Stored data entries
__________
PR #2546, opened 2016-05-24
Move DateHelper into the SmartAnswer namespace

floehopper:
This brings the module into line with the other classes & modules defined in files in the `lib/smart_answers` directory. It also is more idiomatic Ruby/Rails in that the directory structure and namespace structure should match each other.

It also feels important to distinguish this helper from `ActionView::Helpers::DateHelper` which is used elsewhere in the codebase.

Since this commit includes indentation changes, it's easier to see what's going on in the diff by using the `--ignore-all-space` option.

I've also updated the regression test checksums for `maternity-paternity-calculator` since all the tests are passing.


floehopper:
Rebased against master to resolve conflicts and force-pushed. Ready for review.

chrisroos:

floehopper:
@chrisroos: Thanks.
__________
Requirement
Going line by line, set down the data above exactly as given.

Problem solution
PR #2546, opened 2016-05-24
Move DateHelper into the SmartAnswer namespace

floehopper:
This brings the module into line with the other classes & modules defined in files in the `lib/smart_answers` directory. It also is more idiomatic Ruby/Rails in that the directory structure and namespace structure should match each other.

It also feels important to distinguish this helper from `ActionView::Helpers::DateHelper` which is used elsewhere in the codebase.

Since this commit includes indentation changes, it's easier to see what's going on in the diff by using the `--ignore-all-space` option.

I've also updated the regression test checksums for `maternity-paternity-calculator` since all the tests are passing.


floehopper:
Rebased against master to resolve conflicts and force-pushed. Ready for review.

chrisroos:

floehopper:
@chrisroos: Thanks.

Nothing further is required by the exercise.